__Problem statement__.
Records follow. Copy every line with "second".

"""

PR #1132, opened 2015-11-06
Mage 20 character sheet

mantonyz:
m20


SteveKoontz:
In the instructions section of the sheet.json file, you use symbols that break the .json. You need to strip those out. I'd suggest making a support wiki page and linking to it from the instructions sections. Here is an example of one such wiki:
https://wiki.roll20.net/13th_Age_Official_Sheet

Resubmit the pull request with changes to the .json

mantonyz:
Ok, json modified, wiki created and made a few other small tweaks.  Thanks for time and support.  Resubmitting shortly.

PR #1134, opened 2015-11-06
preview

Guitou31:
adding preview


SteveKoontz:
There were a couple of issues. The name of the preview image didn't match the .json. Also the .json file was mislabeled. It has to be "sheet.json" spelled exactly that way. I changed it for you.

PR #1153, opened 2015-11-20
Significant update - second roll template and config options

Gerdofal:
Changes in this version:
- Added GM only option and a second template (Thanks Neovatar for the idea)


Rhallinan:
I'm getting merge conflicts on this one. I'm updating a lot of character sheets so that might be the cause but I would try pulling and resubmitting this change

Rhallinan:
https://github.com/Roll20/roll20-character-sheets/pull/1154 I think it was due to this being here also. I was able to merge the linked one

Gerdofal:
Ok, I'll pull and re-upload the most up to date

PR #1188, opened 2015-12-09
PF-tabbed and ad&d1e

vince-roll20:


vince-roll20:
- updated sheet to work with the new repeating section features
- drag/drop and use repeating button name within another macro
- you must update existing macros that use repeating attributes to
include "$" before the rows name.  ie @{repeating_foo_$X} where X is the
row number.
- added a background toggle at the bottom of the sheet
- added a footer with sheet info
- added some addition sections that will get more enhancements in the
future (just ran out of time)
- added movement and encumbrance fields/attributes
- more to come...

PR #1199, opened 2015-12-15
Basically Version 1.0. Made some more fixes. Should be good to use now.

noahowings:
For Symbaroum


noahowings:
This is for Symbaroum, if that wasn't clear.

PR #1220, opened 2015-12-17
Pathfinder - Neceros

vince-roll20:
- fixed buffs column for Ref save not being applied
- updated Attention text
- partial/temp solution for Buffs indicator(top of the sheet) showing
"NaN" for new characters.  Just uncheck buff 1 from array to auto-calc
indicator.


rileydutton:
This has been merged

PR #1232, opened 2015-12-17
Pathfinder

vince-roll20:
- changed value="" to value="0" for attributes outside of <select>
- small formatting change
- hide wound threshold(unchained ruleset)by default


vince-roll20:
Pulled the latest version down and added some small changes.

"""

__Exercise output__.
Significant update - second roll template and config options
- Added GM only option and a second template (Thanks Neovatar for the idea)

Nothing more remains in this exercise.